• [EXERCISE AIM]: Find the lines holding the string "much" in the data, then copy all of them.

• [MATERIAL PROVIDED]:

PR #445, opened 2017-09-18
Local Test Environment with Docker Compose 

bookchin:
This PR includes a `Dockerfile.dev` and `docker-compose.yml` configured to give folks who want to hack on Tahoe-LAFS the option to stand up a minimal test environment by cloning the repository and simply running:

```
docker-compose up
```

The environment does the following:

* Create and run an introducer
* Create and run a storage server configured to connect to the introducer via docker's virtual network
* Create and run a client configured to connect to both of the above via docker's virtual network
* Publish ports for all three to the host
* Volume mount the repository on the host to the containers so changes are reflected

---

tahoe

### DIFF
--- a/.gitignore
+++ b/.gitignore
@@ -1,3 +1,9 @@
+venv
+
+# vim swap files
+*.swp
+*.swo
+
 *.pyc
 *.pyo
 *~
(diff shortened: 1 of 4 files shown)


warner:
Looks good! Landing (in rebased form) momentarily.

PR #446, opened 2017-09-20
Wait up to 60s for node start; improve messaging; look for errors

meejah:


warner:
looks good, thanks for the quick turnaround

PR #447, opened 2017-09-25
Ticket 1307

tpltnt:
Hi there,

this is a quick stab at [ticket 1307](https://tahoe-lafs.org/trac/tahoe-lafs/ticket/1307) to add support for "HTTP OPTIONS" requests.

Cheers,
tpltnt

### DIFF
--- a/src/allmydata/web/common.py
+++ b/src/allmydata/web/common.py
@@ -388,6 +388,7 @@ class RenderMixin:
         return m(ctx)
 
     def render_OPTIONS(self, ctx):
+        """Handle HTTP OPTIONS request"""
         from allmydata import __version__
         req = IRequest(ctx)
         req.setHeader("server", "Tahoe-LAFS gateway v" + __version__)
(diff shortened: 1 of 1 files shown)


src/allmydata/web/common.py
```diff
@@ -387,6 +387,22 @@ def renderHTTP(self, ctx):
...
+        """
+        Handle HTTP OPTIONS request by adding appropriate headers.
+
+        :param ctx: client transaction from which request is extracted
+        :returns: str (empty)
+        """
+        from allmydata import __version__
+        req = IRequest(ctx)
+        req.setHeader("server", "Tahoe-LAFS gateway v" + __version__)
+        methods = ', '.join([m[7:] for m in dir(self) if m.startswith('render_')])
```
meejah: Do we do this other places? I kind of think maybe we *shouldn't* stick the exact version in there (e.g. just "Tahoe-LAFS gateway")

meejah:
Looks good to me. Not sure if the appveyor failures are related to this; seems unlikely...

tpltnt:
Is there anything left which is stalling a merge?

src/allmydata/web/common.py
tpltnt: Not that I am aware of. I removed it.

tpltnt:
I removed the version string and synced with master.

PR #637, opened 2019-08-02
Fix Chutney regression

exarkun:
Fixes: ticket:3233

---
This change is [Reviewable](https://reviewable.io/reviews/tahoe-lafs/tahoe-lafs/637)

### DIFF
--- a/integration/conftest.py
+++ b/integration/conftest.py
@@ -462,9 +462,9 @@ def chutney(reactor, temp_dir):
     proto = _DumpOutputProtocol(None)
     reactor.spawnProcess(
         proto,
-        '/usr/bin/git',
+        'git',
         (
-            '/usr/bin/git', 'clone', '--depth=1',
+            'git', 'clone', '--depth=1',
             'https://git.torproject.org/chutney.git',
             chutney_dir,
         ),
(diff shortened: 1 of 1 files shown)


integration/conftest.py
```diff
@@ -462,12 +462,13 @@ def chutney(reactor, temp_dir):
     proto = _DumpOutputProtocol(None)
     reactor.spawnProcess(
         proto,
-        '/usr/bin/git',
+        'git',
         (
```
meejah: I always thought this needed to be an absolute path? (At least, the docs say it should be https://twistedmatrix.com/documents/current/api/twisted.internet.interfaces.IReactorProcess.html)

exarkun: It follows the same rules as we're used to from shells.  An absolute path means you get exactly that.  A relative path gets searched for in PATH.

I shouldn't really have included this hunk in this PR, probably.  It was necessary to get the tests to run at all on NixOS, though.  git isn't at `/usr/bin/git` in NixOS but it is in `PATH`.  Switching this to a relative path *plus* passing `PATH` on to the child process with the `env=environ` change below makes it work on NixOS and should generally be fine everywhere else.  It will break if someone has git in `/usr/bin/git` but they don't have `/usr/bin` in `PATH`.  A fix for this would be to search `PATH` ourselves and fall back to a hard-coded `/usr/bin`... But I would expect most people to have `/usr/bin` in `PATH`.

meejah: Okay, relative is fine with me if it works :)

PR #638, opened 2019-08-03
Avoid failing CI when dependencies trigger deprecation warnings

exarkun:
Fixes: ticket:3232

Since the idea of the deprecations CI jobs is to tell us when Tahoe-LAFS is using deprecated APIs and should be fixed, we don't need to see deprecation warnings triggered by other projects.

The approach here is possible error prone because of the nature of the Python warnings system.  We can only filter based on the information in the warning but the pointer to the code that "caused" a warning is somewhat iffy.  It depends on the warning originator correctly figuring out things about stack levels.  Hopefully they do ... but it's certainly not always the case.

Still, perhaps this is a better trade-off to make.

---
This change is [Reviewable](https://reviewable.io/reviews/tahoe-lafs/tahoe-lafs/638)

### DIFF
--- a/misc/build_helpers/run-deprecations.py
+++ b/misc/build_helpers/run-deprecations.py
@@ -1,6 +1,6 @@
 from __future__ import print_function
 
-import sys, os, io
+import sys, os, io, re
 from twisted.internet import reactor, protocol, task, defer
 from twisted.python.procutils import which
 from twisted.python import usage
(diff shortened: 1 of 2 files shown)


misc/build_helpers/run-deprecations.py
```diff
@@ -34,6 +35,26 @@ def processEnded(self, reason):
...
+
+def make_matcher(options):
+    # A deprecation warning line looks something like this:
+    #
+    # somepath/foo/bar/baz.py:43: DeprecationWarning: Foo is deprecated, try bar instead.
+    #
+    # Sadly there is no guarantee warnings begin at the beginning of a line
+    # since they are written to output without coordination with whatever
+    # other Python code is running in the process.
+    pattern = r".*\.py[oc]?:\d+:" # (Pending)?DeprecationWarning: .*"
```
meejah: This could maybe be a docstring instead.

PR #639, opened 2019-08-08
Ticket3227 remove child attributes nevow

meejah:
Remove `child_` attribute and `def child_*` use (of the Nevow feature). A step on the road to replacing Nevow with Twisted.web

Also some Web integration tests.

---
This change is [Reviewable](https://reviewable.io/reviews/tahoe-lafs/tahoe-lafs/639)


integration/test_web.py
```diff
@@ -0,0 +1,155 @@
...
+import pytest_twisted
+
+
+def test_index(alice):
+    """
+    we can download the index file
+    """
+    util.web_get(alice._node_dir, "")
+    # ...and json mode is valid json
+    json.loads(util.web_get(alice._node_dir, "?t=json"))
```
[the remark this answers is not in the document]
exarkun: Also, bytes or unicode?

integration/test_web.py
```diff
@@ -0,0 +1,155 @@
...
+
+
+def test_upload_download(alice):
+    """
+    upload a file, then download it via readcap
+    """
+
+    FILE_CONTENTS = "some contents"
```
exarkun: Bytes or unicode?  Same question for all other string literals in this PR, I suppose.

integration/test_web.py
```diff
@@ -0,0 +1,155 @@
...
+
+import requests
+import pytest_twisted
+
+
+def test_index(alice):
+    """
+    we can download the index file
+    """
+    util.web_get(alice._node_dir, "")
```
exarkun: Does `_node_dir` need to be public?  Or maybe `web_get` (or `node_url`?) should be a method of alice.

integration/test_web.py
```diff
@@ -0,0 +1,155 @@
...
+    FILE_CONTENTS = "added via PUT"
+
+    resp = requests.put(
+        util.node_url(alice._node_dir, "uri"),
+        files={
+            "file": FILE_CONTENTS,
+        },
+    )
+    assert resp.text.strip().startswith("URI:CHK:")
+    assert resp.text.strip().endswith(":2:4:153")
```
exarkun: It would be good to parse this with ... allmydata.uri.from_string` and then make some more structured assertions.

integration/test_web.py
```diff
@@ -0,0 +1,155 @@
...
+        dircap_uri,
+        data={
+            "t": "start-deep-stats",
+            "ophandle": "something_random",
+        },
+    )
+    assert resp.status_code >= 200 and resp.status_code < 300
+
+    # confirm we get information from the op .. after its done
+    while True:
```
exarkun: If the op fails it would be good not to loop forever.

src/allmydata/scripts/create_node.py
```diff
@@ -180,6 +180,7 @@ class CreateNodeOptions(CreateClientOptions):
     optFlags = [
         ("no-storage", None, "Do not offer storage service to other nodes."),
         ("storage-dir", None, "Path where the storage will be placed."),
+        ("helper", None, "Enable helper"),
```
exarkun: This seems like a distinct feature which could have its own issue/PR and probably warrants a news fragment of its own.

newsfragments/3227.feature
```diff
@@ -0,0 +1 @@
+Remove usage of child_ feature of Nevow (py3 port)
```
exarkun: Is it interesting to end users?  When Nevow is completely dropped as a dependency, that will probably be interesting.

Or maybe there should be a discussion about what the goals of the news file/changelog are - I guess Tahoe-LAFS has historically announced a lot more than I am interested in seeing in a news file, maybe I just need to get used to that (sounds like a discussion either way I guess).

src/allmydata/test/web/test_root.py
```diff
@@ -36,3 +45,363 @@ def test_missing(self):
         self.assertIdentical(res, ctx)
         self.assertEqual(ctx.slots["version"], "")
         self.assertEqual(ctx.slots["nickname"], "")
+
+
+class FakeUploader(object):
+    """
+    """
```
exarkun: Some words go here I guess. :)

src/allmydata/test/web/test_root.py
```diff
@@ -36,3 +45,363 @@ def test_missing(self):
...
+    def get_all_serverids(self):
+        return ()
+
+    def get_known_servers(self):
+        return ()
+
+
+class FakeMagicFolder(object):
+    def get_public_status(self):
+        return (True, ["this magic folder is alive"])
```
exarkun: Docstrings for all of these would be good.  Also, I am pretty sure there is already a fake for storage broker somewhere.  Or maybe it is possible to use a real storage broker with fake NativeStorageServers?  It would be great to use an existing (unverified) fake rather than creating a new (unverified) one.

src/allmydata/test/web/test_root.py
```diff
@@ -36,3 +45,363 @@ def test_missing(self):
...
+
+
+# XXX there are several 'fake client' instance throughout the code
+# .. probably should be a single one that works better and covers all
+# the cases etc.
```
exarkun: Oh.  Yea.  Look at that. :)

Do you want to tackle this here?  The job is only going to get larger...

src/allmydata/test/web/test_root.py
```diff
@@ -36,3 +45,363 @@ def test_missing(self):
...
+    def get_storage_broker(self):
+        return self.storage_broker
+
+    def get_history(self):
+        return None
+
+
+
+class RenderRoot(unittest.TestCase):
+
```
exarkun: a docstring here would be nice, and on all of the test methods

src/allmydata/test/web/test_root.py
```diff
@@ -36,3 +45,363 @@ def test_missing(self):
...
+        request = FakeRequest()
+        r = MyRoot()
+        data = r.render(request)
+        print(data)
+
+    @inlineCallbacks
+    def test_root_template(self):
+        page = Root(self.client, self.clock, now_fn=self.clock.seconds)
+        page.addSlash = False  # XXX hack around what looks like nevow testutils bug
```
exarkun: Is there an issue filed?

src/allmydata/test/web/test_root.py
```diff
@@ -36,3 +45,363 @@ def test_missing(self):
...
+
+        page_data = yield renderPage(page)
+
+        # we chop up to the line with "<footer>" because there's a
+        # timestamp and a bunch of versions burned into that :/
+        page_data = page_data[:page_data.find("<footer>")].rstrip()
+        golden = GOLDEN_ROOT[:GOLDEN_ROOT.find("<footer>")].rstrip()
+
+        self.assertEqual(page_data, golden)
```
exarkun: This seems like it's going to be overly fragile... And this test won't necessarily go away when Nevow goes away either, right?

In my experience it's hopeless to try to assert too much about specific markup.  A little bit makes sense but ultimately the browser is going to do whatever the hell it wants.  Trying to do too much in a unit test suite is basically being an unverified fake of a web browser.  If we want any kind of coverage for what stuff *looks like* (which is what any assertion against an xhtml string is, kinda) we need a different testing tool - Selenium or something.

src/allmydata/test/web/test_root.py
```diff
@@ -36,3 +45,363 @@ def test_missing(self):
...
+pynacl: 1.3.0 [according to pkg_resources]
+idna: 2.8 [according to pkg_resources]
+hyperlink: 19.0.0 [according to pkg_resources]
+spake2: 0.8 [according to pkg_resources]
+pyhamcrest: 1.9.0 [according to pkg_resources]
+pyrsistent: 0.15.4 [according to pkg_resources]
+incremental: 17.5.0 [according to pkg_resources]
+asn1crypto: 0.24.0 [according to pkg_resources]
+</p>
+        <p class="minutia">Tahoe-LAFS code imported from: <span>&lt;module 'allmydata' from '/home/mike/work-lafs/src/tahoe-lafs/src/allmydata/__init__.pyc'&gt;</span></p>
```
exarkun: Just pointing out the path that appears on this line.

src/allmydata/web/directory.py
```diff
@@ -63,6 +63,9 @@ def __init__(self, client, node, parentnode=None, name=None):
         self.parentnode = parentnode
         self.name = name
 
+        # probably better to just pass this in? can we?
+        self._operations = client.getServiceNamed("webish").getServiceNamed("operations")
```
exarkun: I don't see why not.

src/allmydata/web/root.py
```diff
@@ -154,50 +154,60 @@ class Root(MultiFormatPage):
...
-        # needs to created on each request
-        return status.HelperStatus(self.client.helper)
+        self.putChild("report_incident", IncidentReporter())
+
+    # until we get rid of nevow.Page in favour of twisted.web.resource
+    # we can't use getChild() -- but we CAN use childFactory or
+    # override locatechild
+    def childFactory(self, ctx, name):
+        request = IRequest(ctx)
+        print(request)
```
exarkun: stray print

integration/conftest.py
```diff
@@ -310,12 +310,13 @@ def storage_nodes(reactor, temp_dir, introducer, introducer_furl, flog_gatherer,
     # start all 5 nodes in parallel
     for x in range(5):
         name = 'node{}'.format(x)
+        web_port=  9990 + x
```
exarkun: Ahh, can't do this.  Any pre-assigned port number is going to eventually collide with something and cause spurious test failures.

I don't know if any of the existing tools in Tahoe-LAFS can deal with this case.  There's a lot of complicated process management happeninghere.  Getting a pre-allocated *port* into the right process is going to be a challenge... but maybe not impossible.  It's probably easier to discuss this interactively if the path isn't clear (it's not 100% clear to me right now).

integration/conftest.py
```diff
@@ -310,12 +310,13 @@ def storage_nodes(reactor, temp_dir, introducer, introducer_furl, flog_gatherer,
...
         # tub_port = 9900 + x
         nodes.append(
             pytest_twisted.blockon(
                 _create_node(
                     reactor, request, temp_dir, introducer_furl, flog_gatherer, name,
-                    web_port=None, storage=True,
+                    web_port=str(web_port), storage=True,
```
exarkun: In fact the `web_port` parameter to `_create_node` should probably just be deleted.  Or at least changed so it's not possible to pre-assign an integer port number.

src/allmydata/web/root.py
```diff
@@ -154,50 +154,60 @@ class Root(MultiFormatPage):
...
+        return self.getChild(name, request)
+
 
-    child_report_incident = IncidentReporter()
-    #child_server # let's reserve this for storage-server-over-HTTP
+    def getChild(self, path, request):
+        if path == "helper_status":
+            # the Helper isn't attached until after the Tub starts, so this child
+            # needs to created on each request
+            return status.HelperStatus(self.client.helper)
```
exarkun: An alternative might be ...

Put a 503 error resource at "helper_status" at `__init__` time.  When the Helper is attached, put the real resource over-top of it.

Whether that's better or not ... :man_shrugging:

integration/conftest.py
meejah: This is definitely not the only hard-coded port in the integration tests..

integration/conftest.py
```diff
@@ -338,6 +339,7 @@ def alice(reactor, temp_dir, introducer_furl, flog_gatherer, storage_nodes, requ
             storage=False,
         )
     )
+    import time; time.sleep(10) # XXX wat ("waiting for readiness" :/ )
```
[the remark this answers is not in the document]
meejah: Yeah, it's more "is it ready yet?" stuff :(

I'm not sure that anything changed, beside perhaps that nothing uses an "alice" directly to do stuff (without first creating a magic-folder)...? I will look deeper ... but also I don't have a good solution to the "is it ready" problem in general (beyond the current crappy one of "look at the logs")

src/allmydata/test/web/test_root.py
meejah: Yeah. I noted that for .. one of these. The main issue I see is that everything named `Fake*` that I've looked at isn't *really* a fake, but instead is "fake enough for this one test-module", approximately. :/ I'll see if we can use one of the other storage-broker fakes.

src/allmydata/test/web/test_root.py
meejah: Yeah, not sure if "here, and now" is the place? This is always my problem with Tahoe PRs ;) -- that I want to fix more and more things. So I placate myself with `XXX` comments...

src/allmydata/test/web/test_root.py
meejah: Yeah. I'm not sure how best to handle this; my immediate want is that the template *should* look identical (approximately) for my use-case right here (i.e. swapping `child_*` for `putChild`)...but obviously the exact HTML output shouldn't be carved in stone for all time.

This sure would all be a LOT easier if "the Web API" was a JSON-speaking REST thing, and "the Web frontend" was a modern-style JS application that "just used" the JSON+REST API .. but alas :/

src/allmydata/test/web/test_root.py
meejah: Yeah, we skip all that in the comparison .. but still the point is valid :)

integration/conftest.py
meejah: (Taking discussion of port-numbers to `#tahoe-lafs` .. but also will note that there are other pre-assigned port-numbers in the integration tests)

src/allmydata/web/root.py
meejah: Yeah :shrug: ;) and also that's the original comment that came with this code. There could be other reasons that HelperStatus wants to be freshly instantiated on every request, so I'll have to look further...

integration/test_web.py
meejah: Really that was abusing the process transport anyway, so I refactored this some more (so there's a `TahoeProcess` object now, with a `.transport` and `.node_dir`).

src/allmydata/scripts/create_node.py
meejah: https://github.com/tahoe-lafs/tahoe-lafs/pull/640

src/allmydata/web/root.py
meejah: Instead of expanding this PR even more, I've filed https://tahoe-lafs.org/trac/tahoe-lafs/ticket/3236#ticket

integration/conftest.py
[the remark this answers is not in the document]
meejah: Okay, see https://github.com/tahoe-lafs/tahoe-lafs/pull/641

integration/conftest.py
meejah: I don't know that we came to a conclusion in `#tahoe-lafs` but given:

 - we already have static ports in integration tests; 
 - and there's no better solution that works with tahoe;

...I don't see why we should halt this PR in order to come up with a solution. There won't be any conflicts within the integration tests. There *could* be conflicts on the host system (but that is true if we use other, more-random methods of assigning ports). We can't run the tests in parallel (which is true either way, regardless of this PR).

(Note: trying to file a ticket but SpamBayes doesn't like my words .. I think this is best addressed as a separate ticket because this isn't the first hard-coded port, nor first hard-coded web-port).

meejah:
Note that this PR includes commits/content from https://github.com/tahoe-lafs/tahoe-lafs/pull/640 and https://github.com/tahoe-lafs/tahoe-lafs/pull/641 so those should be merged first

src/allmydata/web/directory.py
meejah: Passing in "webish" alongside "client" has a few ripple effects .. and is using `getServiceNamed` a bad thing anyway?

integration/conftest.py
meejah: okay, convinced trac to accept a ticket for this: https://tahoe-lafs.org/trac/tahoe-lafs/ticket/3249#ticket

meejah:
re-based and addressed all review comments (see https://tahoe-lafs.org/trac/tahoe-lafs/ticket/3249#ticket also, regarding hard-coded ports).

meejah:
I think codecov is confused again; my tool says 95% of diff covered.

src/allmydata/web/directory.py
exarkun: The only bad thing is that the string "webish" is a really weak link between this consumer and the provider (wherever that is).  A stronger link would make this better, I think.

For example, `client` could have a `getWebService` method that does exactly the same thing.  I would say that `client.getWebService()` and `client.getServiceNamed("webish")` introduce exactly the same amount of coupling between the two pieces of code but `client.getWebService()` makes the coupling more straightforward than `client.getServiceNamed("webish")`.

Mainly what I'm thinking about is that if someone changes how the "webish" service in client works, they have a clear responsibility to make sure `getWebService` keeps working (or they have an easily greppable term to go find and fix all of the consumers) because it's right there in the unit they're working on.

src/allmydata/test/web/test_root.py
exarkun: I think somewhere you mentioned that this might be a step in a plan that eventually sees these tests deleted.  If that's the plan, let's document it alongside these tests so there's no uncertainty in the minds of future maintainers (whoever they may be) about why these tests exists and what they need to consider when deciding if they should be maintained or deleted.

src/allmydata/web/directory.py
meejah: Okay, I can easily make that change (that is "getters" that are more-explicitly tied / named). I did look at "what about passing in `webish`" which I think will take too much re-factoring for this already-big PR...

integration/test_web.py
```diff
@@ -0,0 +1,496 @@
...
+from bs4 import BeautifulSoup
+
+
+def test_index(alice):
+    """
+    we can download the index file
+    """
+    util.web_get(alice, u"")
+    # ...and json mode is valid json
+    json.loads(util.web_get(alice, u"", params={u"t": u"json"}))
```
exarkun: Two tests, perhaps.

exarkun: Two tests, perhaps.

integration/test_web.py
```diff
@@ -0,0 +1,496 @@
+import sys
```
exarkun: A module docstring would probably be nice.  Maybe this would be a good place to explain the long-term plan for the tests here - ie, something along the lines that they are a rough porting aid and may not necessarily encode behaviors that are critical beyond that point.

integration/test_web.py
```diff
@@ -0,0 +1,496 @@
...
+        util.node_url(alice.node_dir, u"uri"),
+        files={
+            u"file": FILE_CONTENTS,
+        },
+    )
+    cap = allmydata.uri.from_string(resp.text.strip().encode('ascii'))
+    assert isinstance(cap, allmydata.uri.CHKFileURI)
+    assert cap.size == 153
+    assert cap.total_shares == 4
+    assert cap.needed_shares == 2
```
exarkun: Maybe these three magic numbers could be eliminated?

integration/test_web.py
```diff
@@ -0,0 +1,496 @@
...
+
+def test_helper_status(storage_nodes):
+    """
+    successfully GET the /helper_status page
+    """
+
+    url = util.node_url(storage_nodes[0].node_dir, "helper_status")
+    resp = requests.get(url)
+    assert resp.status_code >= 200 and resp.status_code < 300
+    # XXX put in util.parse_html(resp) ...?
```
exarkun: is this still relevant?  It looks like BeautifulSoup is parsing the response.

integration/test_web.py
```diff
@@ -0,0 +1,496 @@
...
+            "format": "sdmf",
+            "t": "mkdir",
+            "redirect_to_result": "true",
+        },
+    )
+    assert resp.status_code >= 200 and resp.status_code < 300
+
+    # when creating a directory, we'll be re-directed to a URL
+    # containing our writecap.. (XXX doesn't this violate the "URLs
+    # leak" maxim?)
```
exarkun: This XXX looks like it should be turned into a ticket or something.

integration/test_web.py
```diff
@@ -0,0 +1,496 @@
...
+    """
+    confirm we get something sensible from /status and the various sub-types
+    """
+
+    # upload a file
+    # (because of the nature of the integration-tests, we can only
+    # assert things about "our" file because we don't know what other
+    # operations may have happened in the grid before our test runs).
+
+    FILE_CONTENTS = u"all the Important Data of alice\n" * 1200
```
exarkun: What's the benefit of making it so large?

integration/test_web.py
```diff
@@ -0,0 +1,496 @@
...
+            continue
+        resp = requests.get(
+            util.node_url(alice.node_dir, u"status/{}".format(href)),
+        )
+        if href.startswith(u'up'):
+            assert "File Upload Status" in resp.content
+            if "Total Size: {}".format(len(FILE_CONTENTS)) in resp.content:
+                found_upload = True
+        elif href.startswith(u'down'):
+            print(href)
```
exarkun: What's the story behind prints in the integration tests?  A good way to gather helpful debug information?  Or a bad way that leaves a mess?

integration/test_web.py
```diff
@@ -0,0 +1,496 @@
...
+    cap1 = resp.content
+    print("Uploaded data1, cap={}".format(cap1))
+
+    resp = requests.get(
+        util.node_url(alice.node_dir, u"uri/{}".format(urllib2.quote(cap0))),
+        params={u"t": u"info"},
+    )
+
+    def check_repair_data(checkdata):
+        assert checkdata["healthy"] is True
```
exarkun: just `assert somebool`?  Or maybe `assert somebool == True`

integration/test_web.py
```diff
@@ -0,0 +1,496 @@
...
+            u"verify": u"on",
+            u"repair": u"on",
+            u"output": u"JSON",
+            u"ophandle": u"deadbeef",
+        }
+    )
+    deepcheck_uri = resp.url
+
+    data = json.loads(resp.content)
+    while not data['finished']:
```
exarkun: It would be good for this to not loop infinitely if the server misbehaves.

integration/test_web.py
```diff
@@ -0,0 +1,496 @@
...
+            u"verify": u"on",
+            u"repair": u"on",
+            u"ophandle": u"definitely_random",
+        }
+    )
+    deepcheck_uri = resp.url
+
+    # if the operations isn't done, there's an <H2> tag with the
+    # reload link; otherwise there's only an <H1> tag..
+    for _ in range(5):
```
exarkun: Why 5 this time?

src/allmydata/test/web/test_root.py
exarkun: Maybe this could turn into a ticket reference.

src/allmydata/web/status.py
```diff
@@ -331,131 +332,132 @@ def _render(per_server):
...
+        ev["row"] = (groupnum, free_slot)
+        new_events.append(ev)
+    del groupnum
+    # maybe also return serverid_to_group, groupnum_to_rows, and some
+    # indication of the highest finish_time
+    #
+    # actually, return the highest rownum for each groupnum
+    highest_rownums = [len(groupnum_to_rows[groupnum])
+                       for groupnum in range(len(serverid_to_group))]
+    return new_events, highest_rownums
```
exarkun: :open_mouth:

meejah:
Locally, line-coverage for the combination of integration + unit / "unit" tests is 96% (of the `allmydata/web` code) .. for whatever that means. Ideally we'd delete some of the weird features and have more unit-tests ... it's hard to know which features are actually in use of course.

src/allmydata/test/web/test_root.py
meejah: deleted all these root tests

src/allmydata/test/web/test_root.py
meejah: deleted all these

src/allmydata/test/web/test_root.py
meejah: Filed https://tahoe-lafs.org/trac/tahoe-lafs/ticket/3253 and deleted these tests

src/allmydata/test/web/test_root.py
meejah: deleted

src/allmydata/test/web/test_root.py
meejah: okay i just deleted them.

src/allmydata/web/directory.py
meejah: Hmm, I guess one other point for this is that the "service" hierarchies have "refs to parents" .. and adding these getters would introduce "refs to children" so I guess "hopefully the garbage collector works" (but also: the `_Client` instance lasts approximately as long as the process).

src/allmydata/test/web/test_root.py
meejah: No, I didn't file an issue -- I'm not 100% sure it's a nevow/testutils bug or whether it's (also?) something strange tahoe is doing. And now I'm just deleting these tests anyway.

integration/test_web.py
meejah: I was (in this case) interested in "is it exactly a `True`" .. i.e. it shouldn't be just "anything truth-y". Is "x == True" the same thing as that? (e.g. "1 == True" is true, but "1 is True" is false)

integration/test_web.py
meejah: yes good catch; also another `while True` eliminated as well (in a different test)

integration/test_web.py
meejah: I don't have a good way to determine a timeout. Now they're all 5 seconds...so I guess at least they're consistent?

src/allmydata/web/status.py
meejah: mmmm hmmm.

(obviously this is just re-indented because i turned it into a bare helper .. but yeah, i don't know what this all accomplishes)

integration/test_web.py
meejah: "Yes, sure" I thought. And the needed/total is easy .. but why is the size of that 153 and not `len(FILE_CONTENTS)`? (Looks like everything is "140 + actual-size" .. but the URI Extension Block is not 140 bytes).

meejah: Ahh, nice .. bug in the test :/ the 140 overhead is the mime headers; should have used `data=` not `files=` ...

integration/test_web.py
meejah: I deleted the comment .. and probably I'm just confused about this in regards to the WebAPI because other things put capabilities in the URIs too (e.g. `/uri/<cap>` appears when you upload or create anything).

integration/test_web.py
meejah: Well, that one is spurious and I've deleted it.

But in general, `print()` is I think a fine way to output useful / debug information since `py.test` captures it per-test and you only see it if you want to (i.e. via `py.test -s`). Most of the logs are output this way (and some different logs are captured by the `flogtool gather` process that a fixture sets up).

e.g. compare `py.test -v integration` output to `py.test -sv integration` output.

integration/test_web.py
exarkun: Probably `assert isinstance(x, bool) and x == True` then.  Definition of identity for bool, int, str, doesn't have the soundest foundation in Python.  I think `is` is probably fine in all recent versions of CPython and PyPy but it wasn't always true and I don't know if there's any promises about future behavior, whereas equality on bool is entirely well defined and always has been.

• [PROBLEM SOLUTION]:
In my experience it's hopeless to try to assert too much about specific markup.  A little bit makes sense but ultimately the browser is going to do whatever the hell it wants.  Trying to do too much in a unit test suite is basically being an unverified fake of a web browser.  If we want any kind of coverage for what stuff *looks like* (which is what any assertion against an xhtml string is, kinda) we need a different testing tool - Selenium or something.
meejah: Okay, I can easily make that change (that is "getters" that are more-explicitly tied / named). I did look at "what about passing in `webish`" which I think will take too much re-factoring for this already-big PR...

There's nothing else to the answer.